BEGIN DATA UNDER STUDY

PR #123, opened 2020-05-22
[YUNIKORN-176] schedulerCache might become inconsistent sometimes depending on the ordering of the events

yangwwei:
See more description in https://issues.apache.org/jira/browse/YUNIKORN-176

### DIFF
--- a/pkg/cache/external/scheduler_cache.go
+++ b/pkg/cache/external/scheduler_cache.go
@@ -93,10 +93,12 @@ func (cache *SchedulerCache) AddNode(node *v1.Node) {
 	_, ok := cache.nodesMap[node.Name]
 	if !ok {
 		n := schedulernode.NewNodeInfo()
-		// API call always returns nil, never an error
-		//nolint:errcheck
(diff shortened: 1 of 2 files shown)


yangwwei:
hmm, this is interesting. I did 1 line code fix, adding an extra UT file, but the coverage decreased ...

wilfred-s:
for the test coverage: yes. Files without tests do not show up in the coverage data and are thus not calculated as lines to include. Bit strange but it is like that.

yangwwei:
Hi @wilfred-s 

> The log of the error is dead code, the comment and lint message is clearer than providing a false sense that it returns an error. Can we at least document that this is the case to prevent looking for the message in the logs?

I have added more comments to explain this behavior. I prefer to keep the err check code around, in the case that in the future this API returns us an error. So we don't need to get back and revise this code.

yangwwei:
I think we are good on this one. Merging this so we can start to build a docker image. cc @wilfred-s , please let me know if you feel otherwise. Thanks!

PR #453, opened 2015-12-10
adds new tests for TemplateMatcher

monperrus:
everything works now, incredible!

a side-effect on the recent work on references?


GerardPaligot:
> a side-effect on the recent work on references?

if only all side effects can be like this one. :)

PR #458, opened 2015-12-16
Use CtTypeAccess for CtFieldRead of .class and instanceof

GerardPaligot:


src/main/java/spoon/reflect/code/CtTypeAccess.java
```diff
@@ -25,4 +25,7 @@
  * 		type in the expression.
  */
 public interface CtTypeAccess<T> extends CtExpression<T> {
+	boolean isClassType();
```
monperrus: to be discussed. I'm not sure this have to explicit in the metamodel, it may be inferred from the context where it is used

GerardPaligot: I'm agree that should be discussed. Me, I prefer come back to `CtFieldRead`.

src/test/java/spoon/test/type/TypeTest.java
```diff
@@ -0,0 +1,115 @@
...
+						+ "  boolean x= (klass == short.class);" //
+						+ "}};").compile();
+		CtMethod<?> foo = (CtMethod<?>) clazz.getMethods().toArray()[0];
+
+		CtBlock<?> body = foo.getBody();
+		CtLocalVariable<?> ass = body.getStatement(1);
+		CtBinaryOperator<?> op = (CtBinaryOperator<?>) ass.getDefaultExpression();
+		assertEquals("Class", op.getLeftHandOperand().getType().getSimpleName());
+		assertFalse(op.getLeftHandOperand().getType().isPrimitive());
+		assertEquals("short", op.getRightHandOperand().getType().getSimpleName());
```
GerardPaligot: Should return `Class` and `op.getLeftHandOperand().getTarget().getSimpleName()` return `short`.

GerardPaligot:
@monperrus PR ok for me. If ok for you, you can merge.

PR #460, opened 2015-12-16
feat(field): Adds a field at a position given.

### LINKED ISSUE #455: CtClass#addField(CtField) need to add the CtField at the beginning of the class
The CtClass#addField(CtField), applies to a class, adds a field at the end of the class. The drawback is for the static fields : a static variable cannot use another that is already defined after. A solution is to add this field at the beginning of the class.

GerardPaligot:
Closes #455

### DIFF
--- a/src/main/java/spoon/reflect/declaration/CtType.java
+++ b/src/main/java/spoon/reflect/declaration/CtType.java
@@ -16,10 +16,10 @@
  */
 package spoon.reflect.declaration;
 
+import spoon.reflect.reference.CtTypeReference;
+
 import java.util.List;
 import java.util.Set;
-
-import spoon.reflect.reference.CtTypeReference;
 
 /**
  * This abstract element defines a super-type for classes and interfaces, which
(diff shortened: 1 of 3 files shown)


monperrus:
the use case is slightly different.

the missing method is addStaticField(Field f) (contract f is static)

such that the field is added before all static blocks such that it can be used in a static block

GerardPaligot:
No, the problem reported by @sofianekabylino is that the code below isn't valid:

```java
class Tacos {
  static int CONSTANT_2 = CONSTANT_1 + 1;
  static int CONSTANT_1 = 1;
}
```

But this code is valid:

```java
class Tacos {
  int variable = CONSTANT + 1;
  static int CONSTANT = 1;
}
```

sofianekabylino:
No, in my case it's like this example:
```java
public class GeneratedClass {
	private static int oldConstant = generatedConstant;
        /*
         ...
        */
	private static int generatedConstant = 42;
}
```
generatedConstant is the the injected code.

PR #462, opened 2015-12-16
clarifies the dumb contract of CtAbstractVisitor

monperrus:


src/main/java/spoon/reflect/visitor/CtAbstractVisitor.java
```diff
@@ -79,36 +79,10 @@
 import java.lang.annotation.Annotation;
 import java.util.Collection;
 
+/** Provides an empty implementation of CtVIsitor. 
+ *  See {@link CtScanner} for a much more powerful implementation.
```
GerardPaligot: Why do you talk about `CtScanner` here? It implements directly `CtVisitor`.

END DATA UNDER STUDY

**AIM OF THE EXERCISE:**
Transcribe all of the material exactly as it appears.

**WRITTEN REPLY:**
PR #123, opened 2020-05-22
[YUNIKORN-176] schedulerCache might become inconsistent sometimes depending on the ordering of the events

yangwwei:
See more description in https://issues.apache.org/jira/browse/YUNIKORN-176

### DIFF
--- a/pkg/cache/external/scheduler_cache.go
+++ b/pkg/cache/external/scheduler_cache.go
@@ -93,10 +93,12 @@ func (cache *SchedulerCache) AddNode(node *v1.Node) {
 	_, ok := cache.nodesMap[node.Name]
 	if !ok {
 		n := schedulernode.NewNodeInfo()
-		// API call always returns nil, never an error
-		//nolint:errcheck
(diff shortened: 1 of 2 files shown)


yangwwei:
hmm, this is interesting. I did 1 line code fix, adding an extra UT file, but the coverage decreased ...

wilfred-s:
for the test coverage: yes. Files without tests do not show up in the coverage data and are thus not calculated as lines to include. Bit strange but it is like that.

yangwwei:
Hi @wilfred-s 

> The log of the error is dead code, the comment and lint message is clearer than providing a false sense that it returns an error. Can we at least document that this is the case to prevent looking for the message in the logs?

I have added more comments to explain this behavior. I prefer to keep the err check code around, in the case that in the future this API returns us an error. So we don't need to get back and revise this code.

yangwwei:
I think we are good on this one. Merging this so we can start to build a docker image. cc @wilfred-s , please let me know if you feel otherwise. Thanks!

PR #453, opened 2015-12-10
adds new tests for TemplateMatcher

monperrus:
everything works now, incredible!

a side-effect on the recent work on references?


GerardPaligot:
> a side-effect on the recent work on references?

if only all side effects can be like this one. :)

PR #458, opened 2015-12-16
Use CtTypeAccess for CtFieldRead of .class and instanceof

GerardPaligot:


src/main/java/spoon/reflect/code/CtTypeAccess.java
```diff
@@ -25,4 +25,7 @@
  * 		type in the expression.
  */
 public interface CtTypeAccess<T> extends CtExpression<T> {
+	boolean isClassType();
```
monperrus: to be discussed. I'm not sure this have to explicit in the metamodel, it may be inferred from the context where it is used

GerardPaligot: I'm agree that should be discussed. Me, I prefer come back to `CtFieldRead`.

src/test/java/spoon/test/type/TypeTest.java
```diff
@@ -0,0 +1,115 @@
...
+						+ "  boolean x= (klass == short.class);" //
+						+ "}};").compile();
+		CtMethod<?> foo = (CtMethod<?>) clazz.getMethods().toArray()[0];
+
+		CtBlock<?> body = foo.getBody();
+		CtLocalVariable<?> ass = body.getStatement(1);
+		CtBinaryOperator<?> op = (CtBinaryOperator<?>) ass.getDefaultExpression();
+		assertEquals("Class", op.getLeftHandOperand().getType().getSimpleName());
+		assertFalse(op.getLeftHandOperand().getType().isPrimitive());
+		assertEquals("short", op.getRightHandOperand().getType().getSimpleName());
```
GerardPaligot: Should return `Class` and `op.getLeftHandOperand().getTarget().getSimpleName()` return `short`.

GerardPaligot:
@monperrus PR ok for me. If ok for you, you can merge.

PR #460, opened 2015-12-16
feat(field): Adds a field at a position given.

### LINKED ISSUE #455: CtClass#addField(CtField) need to add the CtField at the beginning of the class
The CtClass#addField(CtField), applies to a class, adds a field at the end of the class. The drawback is for the static fields : a static variable cannot use another that is already defined after. A solution is to add this field at the beginning of the class.

GerardPaligot:
Closes #455

### DIFF
--- a/src/main/java/spoon/reflect/declaration/CtType.java
+++ b/src/main/java/spoon/reflect/declaration/CtType.java
@@ -16,10 +16,10 @@
  */
 package spoon.reflect.declaration;
 
+import spoon.reflect.reference.CtTypeReference;
+
 import java.util.List;
 import java.util.Set;
-
-import spoon.reflect.reference.CtTypeReference;
 
 /**
  * This abstract element defines a super-type for classes and interfaces, which
(diff shortened: 1 of 3 files shown)


monperrus:
the use case is slightly different.

the missing method is addStaticField(Field f) (contract f is static)

such that the field is added before all static blocks such that it can be used in a static block

GerardPaligot:
No, the problem reported by @sofianekabylino is that the code below isn't valid:

```java
class Tacos {
  static int CONSTANT_2 = CONSTANT_1 + 1;
  static int CONSTANT_1 = 1;
}
```

But this code is valid:

```java
class Tacos {
  int variable = CONSTANT + 1;
  static int CONSTANT = 1;
}
```

sofianekabylino:
No, in my case it's like this example:
```java
public class GeneratedClass {
	private static int oldConstant = generatedConstant;
        /*
         ...
        */
	private static int generatedConstant = 42;
}
```
generatedConstant is the the injected code.

PR #462, opened 2015-12-16
clarifies the dumb contract of CtAbstractVisitor

monperrus:


src/main/java/spoon/reflect/visitor/CtAbstractVisitor.java
```diff
@@ -79,36 +79,10 @@
 import java.lang.annotation.Annotation;
 import java.util.Collection;
 
+/** Provides an empty implementation of CtVIsitor. 
+ *  See {@link CtScanner} for a much more powerful implementation.
```
GerardPaligot: Why do you talk about `CtScanner` here? It implements directly `CtVisitor`.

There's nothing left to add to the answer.